= David Platz =

David Platz (January 13, 1929 - May 20, 1994) was a German-born British music publisher and music business executive who established and led Essex Music, one of the major independent music publishing companies of the 1960s and 1970s. He also set up the Fly and Cube record labels.

==Biography==
He was born in Hanover, Germany, and was sent to London, England, with his sister at the age of 10 to escape the Nazi persecution of the Jews. He lived in Neasden with guardians, and after leaving school began work as a messenger in Southern Music, a music publishing business in Denmark Street, Soho. He rose to become the manager of a section specializing in Latin American recordings, before leaving in 1955 to run Essex Music, Ltd., a British firm founded by American music publisher Howie Richmond.

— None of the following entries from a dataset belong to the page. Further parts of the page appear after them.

PR #5124, opened 2018-10-23
Object AST

helixbass:
@GeoffreyBooth AST for `Obj`

### DIFF
--- a/src/nodes.coffee
+++ b/src/nodes.coffee
@@ -2583,7 +2583,7 @@ exports.ExportSpecifier = class ExportSpecifier extends ModuleSpecifier
 exports.Assign = class Assign extends Base
   constructor: (@variable, @value, @context, options = {}) ->
     super()
-    {@param, @subpattern, @operatorToken, @moduleDeclaration, @shorthand, @originalContext = @context} = options
+    {@param, @subpattern, @operatorToken, @moduleDeclaration, @originalContext = @context} = options
 
   children: ['variable', 'value']
 
--- a/src/nodes.coffee
+++ b/src/nodes.coffee
@@ -930,7 +930,7 @@ exports.ComputedPropertyName = class ComputedPropertyName extends PropertyName
     [@makeCode('['), @value.compileToFragments(o, LEVEL_LIST)..., @makeCode(']')]
 
   ast: ->
-    Object.assign @value.ast(), @astLocationData()
+    @value.ast()
 
 exports.StatementLiteral = class StatementLiteral extends Literal
   isStatement: YES
@@ -1923,15 +1923,9 @@ exports.Obj = class Obj extends Base
     {variable, value, shorthand} = property
     isComputedPropertyName = variable instanceof Value and variable.base instanceof ComputedPropertyName
 
-    key =
-      if isComputedPropertyName
-        variable.base.value
-      else
-        variable.unwrap()
-
     Object.assign
       type: 'ObjectProperty'
-      key: key.ast()
+      key: variable.ast()
       value: value.ast()
       shorthand: !!shorthand
       computed: !!isComputedPropertyName
--- a/src/nodes.coffee
+++ b/src/nodes.coffee
@@ -929,6 +929,9 @@ exports.ComputedPropertyName = class ComputedPropertyName extends PropertyName
   compileNode: (o) ->
     [@makeCode('['), @value.compileToFragments(o, LEVEL_LIST)..., @makeCode(']')]
 
+  ast: ->
+    Object.assign @value.ast(), @astLocationData()
+
 exports.StatementLiteral = class StatementLiteral extends Literal
   isStatement: YES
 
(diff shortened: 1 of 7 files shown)


src/nodes.coffee
```diff
@@ -1894,6 +1897,48 @@ exports.Obj = class Obj extends Base
       answer.push @makeCode join
     if @front then @wrapInParentheses answer else answer
 
+  expandProperty: (property) ->
+    {variable, context, operatorToken} = property
+    key = if property instanceof Assign and context is 'object'
```
helixbass: This has some duplication with `Obj::compileNode()` but I don't see an easy way to share code (however, see comments re a missing `ObjectProperty` abstraction, which might change that)

src/nodes.coffee
```diff
@@ -1894,6 +1897,48 @@ exports.Obj = class Obj extends Base
...
+    @expandProperty(property) for property in @properties
+
+  getPropertyAst: (property) ->
+    return property.ast() if property instanceof Splat
+
+    {variable, value, shorthand} = property
+    isComputedPropertyName = variable instanceof Value and variable.base instanceof ComputedPropertyName
+
+    Object.assign
+      type: 'ObjectProperty'
```
helixbass: You'll see this as a code smell. And I agree. In theory I guess this could be delegated to `Assign`'s AST generation (which we haven't gotten to yet). But that feels overloaded/messy and would seem to require making `Assign`s more self-aware of whether they're in fact an object "assignment" or not

To me this screams "missing abstraction"/new node class(/subclass). The logic that I tried to encapsulate in `expandProperty()`/`expandProperties()` to convert the various types that may be in an `Obj`'s `@properties` into a more normalized form (and the similar logic in `Obj::compileNode()`) combined with then having to overload `Assign` for object properties would presumably all disappear if there was a separate node-class-level abstraction for object properties. What is the upside of the existing reuse of `Assign` for object properties?

But (a) I'm not sure exactly how/where to introduce that new abstraction (b) that would be a major refactor, not sure it's worth trying to introduce now?

src/nodes.coffee
```diff
@@ -2519,7 +2564,7 @@ exports.ExportSpecifier = class ExportSpecifier extends ModuleSpecifier
 exports.Assign = class Assign extends Base
   constructor: (@variable, @value, @context, options = {}) ->
     super()
-    {@param, @subpattern, @operatorToken, @moduleDeclaration, @originalContext = @context} = options
+    {@param, @subpattern, @operatorToken, @moduleDeclaration, @shorthand, @originalContext = @context} = options
```
helixbass: This "making `Assign` more self-aware of whether/how it's an object property" via `@shorthand` would also seem to be evidence of a missing abstraction

src/nodes.coffee
```diff
@@ -1894,6 +1897,48 @@ exports.Obj = class Obj extends Base
...
+    Object.assign
+      type: 'ObjectProperty'
+      key: variable.ast()
+      value: value.ast()
+      shorthand: !!shorthand
+      computed: !!isComputedPropertyName
+      method: no
+    , property.astLocationData()
+
+  astType: -> 'ObjectExpression'
```
helixbass: As with arrays, this will get more logic once we have ASTs for assignments (and thus left-hand-side objects)

src/nodes.coffee
GeoffreyBooth: This reminds me of when I was working on `import`/`export`, and I created a `ModuleDeclaration` class to be the parent of `ImportDeclaration` and `ExportDeclaration`. Here we could have something like `BaseAssign` and then `Assign` and `ObjectAssign`. At first `BaseAssign` would have everything that `Assign` does now and `Assign` just extends it without adding anything, and `ObjectAssign` has the extra code specific to objects. I would get that working first, then try to separate out code that only `Assign` needs and `ObjectAssign` doesn’t and gradually move all the “only needed by one of the children but not the other” code out from the base and into the children. I think it’s worth some experimentation.

helixbass: @GeoffreyBooth ok starting to think through this, the biggest thing that makes me question whether subclassing `Assign` is the right abstraction is that there are object properties that aren't assignments/`Assign`s (eg shorthand properties (`{a, [b], @c}`) or splats)

But I should look at `Assign`'s implementation and see what it might take to extract the object-property stuff out completely

src/nodes.coffee
```diff
@@ -1894,6 +1897,66 @@ exports.Obj = class Obj extends Base
...
+      variable
+    else if property instanceof Assign
+      operatorToken.error "unexpected #{operatorToken.value}" unless @lhs
+      variable
+    else
+      property
+    if key instanceof Value and key.hasProperties()
+      key.error 'invalid object key' unless context isnt 'object' and key.this
+      if property instanceof Assign
+        return new ObjectProperty fromAssign: property
```
helixbass: Ok I think I came up with a lightweight way to "normalize" this

Now `Obj::expandProperty()` returns either an `ObjectProperty` (new node class) or a `Splat` (mimicking the target AST shape, where `ObjectProperty`s live side-by-side with `SpreadElement`s)

Ultimately we might want to extend this back through eg the grammar and use `ObjectProperty`s during compile-to-JS, but for now the conversion to `ObjectProperty`s is encapsulated here in `Obj::expandProperty()` so only used when generating AST (avoiding potential breakage of existing code/messier refactor)

src/nodes.coffee
```diff
@@ -1894,6 +1897,66 @@ exports.Obj = class Obj extends Base
...
+
+  astType: -> 'ObjectExpression'
+
+  astProperties: ->
+    properties:
+      property.ast() for property in @expandProperties()
+    implicit: !!@generated
+
+exports.ObjectProperty = class ObjectProperty extends Base
+  constructor: ({key, fromAssign}) ->
```
helixbass: `ObjectProperty::constructor()` is a little more "clever" than a typical node class constructor, knowing how to deconstruct an `Assign` and self-initializing its own `@locationData`

The target shape is basically:
- `@key` is always initialized
- `@value` is initialized for everything except "simple" shorthand properties (eg `{a, [b], @c}`)
- `@shorthand` is set to `true` for shorthand properties (ie when `shorthand: true` in the AST)
- `@locationData` is initialized

This makes the conversion to AST (ie `ObjectProperty::astProperties()`) straightforward

src/nodes.coffee
```diff
@@ -1894,6 +1897,66 @@ exports.Obj = class Obj extends Base
...
+    new ObjectProperty key: property
+
+  expandProperties: ->
+    @expandProperty(property) for property in @properties
+
+  astType: -> 'ObjectExpression'
+
+  astProperties: ->
+    properties:
+      property.ast() for property in @expandProperties()
```
helixbass: So now to generate `properties` on an `Obj`'s AST we can just delegate to children's `.ast()` methods in the typical way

The company quickly became successful, and Platz attracted a wide variety of musicians to use the agency, including the Rolling Stones, the Moody Blues, the Move, Procol Harum, the Who, Johnny Dankworth, Dudley Moore, Lonnie Donegan, David Bowie, and Marc Bolan. For each writer, Platz established a separate division of the company, with the artist maintaining direct involvement in its control. Black Sabbath's first contract had a clause signing over the band's publishing rights "in perpetuity" to Platz (and thereafter to his estate), which Ozzy Osbourne later estimated denied him over £100 million in revenue throughout his life.

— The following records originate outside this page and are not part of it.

PR #5202, opened 2019-04-20
Fix #5201: allow leading breaking elision

### LINKED ISSUE #5201: Simple indented leading elisions aren't supported
@GeoffreyBooth I came across this while working on the Prettier plugin:

When an array with leading elisions breaks onto multiple lines, this would be the expected formatting (this matches what the Prettier JS formatter outputs):

Eg for `[, , b, c]`:

```
[
  ,
  ,
  b,
  c
]
```

But this doesn't parse

Will submit a fixing PR momentarily

helixbass:
Fixes #5201 

Enables simple indented leading elisions eg:
```
[
  ,
  ,
  a,
  b
]
```


src/grammar.coffee
```diff
@@ -604,7 +604,8 @@ grammar =
   ArgElisionList: [
     o 'ArgElision'
     o 'ArgElisionList , ArgElision',                                          -> $1.concat $3
-    o 'ArgElisionList OptElisions TERMINATOR ArgElision',                     -> $1.concat $2, $4
```
helixbass: Basically there was no grammar support for a `TERMINATOR` following a "leading" `Elision` (ie preceding any actual non-elision array elements)

The reason that things like this worked is because leading commas suppress `TERMINATOR`s:
```
[
  ,
  ,
  ,
]
```

So the main grammar change is to add the rule `Elision TERMINATOR` below

Then this rule needed to be split apart in order not to create a grammar conflict - basically this rule `ArgElisionList OptElisions TERMINATOR ArgElision` was covering all of these different cases:

- A typical indented array with no comma eg
```
[
  a
  b
]
```

- A typical indented array with a comma eg
```
[
  a,
  b
]
```

- A non-initial elision followed by a newline eg
```
[
  a
  ,
  ,
  b
]
```

So this just replaces the rule with a rule that only covers the first two of these cases, and then the third is handled by the addition of `Elision TERMINATOR` below

GeoffreyBooth:
Should this go on master?

helixbass:
Up to you, I figured since no one asked for a fix that it was a bit less "urgent"?

GeoffreyBooth:
Yeah but since it's a general bug, not related to AST stuff, I thought it should go on master. That way we keep the AST branch and eventual PR as only the changes for outputting an AST.

helixbass:
Ok retargeted to `master`

Issue #5204, opened 2019-04-26
Compiles to invalid JS: computed class property


helixbass:
@GeoffreyBooth I came across this while working on class AST:

This:
```
class A
  [b]: 3
```
compiles to:
```
var A;

A = (function() {
  class A {};

  A.prototype.[b] = 3;

  return A;

}).call(this);
```
which doesn't parse

Does it make sense to allow computed class properties like this?

If so, it's probably just a question of omitting the `.` when compiling (so here generate `A.prototype[b] = 3` instead)?

Fwiw, it looks like this didn't compile (as Coffeescript source) in Coffeescript 1.x. I didn't trace when it became allowed Coffeescript syntax

helixbass:
For the static case, it's currently inconsistent as far as allowed syntax:
```
# this compiles
class A
  @[b] = 3

# but this doesn't
class A
  @[b]: 3
```
but the version that compiles (`@[b] = 3`) generates valid JS it appears (`A[b] = 3`)

GeoffreyBooth:
I guess it might as well compile, since we support the same for objects since #4803. That might’ve been the PR where this broke for classes.

Can we fix this on `master`?

PR #5205, opened 2019-04-26
Class prototype property AST

helixbass:
@GeoffreyBooth PR for class "prototype property" AST

As far as I'm aware, there's no corresponding proposed JS syntax/Babel AST for class properties that get attached to the prototype eg:
```
  class A
    b: 3
```

So this PR introduces a new node class/AST type `ClassPrototypeProperty` to represent these

Also contains a fix for #5204 (the invalid JS for computed class prototype properties, not my second comment in that issue). If you'd prefer I could extract the fix to a separate PR against `master`

### DIFF
--- a/src/nodes.coffee
+++ b/src/nodes.coffee
@@ -2694,8 +2694,8 @@ exports.Class = class Class extends Base
       @addInitializerMethod node
     else if not o.compiling and @validClassProperty node
       @addClassProperty node
-    else if not o.compiling and @validClassInstanceProperty node
-      @addClassInstanceProperty node
+    else if not o.compiling and @validClassPrototypeProperty node
+      @addClassPrototypeProperty node
     else
       null
 
@@ -2738,11 +2738,11 @@ exports.Class = class Class extends Base
       operatorToken
     }).withLocationDataFrom assign
 
-  validClassInstanceProperty: (node) ->
+  validClassPrototypeProperty: (node) ->
     return no unless node instanceof Assign
     node.context is 'object' and not node.variable.hasProperties()
 
-  addClassInstanceProperty: (assign) ->
+  addClassPrototypeProperty: (assign) ->
     {variable, value} = assign
     new ClassPrototypeProperty({
       name: variable.base
--- a/src/nodes.coffee
+++ b/src/nodes.coffee
@@ -2694,6 +2694,8 @@ exports.Class = class Class extends Base
       @addInitializerMethod node
     else if not o.compiling and @validClassProperty node
       @addClassProperty node
+    else if not o.compiling and @validClassInstanceProperty node
+      @addClassInstanceProperty node
     else
       null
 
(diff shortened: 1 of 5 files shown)


src/nodes.coffee
```diff
@@ -2883,7 +2896,11 @@ exports.ExecutableClassBody = class ExecutableClassBody extends Base
         # The class scope is not available yet, so return the assignment to update later
         assign = @externalCtor = new Assign new Value, value
       else if not assign.variable.this
-        name      = new (if base.shouldCache() then Index else Access) base
+        name =
+          if base instanceof ComputedPropertyName
```
helixbass: This is the fix for #5204

src/nodes.coffee
```diff
@@ -2883,7 +2896,11 @@ exports.ExecutableClassBody = class ExecutableClassBody extends Base
...
+            new Index base.value
+          else
+            new (if base.shouldCache() then Index else Access) base
```
helixbass: If you remove the conditional logic here (so just `new Access base`) no tests break. But I don't feel completely confident removing it. I traced the code's origin back to #4354

src/nodes.coffee
```diff
@@ -2911,6 +2928,20 @@ exports.ClassProperty = class ClassProperty extends Base
...
 
+exports.ClassPrototypeProperty = class ClassPrototypeProperty extends Base
+  constructor: ({@name, @value}) ->
+    super()
+
+  children: ['name', 'value']
+
+  isStatement: YES
+
+  astProperties: (o) ->
```
helixbass: This mimics the properties of Babel AST types like `ClassProperty`/`ObjectProperty`

GeoffreyBooth:
This looks fine. One thing to consider is class fields: https://github.com/tc39/proposal-class-fields

Which are currently in Stage 3 but are already shipped in Chrome and Node 12, so we’ll probably need to support them soon.

helixbass:
Extracted the fix for #5204 to a PR against `master` (#5206). So once that gets merged, if you merge `master` into `ast`, I can add AST tests here for static computed class properties as well

> One thing to consider is class fields

Ok so my understanding is this:

"Class fields" in JS eg
```
class A {
  x = 3
}
```
represent properties set on new class *instances*, so basically correspond to the Coffeescript:
```
class A
  constructor: ->
    @x = 3
```
I personally find the JS syntax weird, I guess I'm more accustomed to Python/Ruby/Coffeescript-style initialization of instances inside the constructor

So I'd assume we don't need to provide a syntax that compiles to JS class fields (since you can achieve the equivalent by initializing inside the constructor)?

Then I'm also familiar with arrow function "class fields" (I don't know the actual JS nomenclature/proposals) eg
```
class A {
  b = () => 3
}
```
And this seems to correspond to Coffeescript bound methods eg
```
class A
  b: => 3
```

But then Coffeescript's "prototype properties" eg
```
class A
  b: 3
```
are a different thing that just get set once per class (on the prototype) rather than once per instance. If there's a JS proposal for this I haven't seen it, which is why I create a new (non-Babel) AST type `ClassPrototypeProperty` in this PR to represent them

He also helped finance and develop stage musicals, including working with Leslie Bricusse and Anthony Newley on Stop the World – I Want to Get Off in 1962 and The Roar of the Greasepaint – The Smell of the Crowd in 1964. Essex Music also worked with record producers and bands, licensing their records to major label subsidiaries such as Deram and Regal Zonophone, before Platz established the Fly label in 1970. The label had commercial success in the UK, notably with T. Rex, before the band left the label and Platz re-launched it in 1972 as Cube Records.

He was removed from this role after shifting the resources of Westminster Music Ltd, a publishing company jointly owned by himself and Richmond, into a company owned wholly by himself. He was ordered to pay back Richmond's interests over a million pounds. During the closing remarks of the trail, the judge declared Platz as "‘not a witness upon whose written or spoken word I could possibly rely without corroborative evidence. Certainly, as compared with Mr Richmond, he fell far short of any acceptable standard of evidence". Richmond's son, who had grown up seeing Platz as a father figure, later described him as a man motivated solely by greed.

Between 1973 and 1986, Platz was the publishing director of the Performing Right Society. He died from motor neurone disease in 1994, at the age of 65.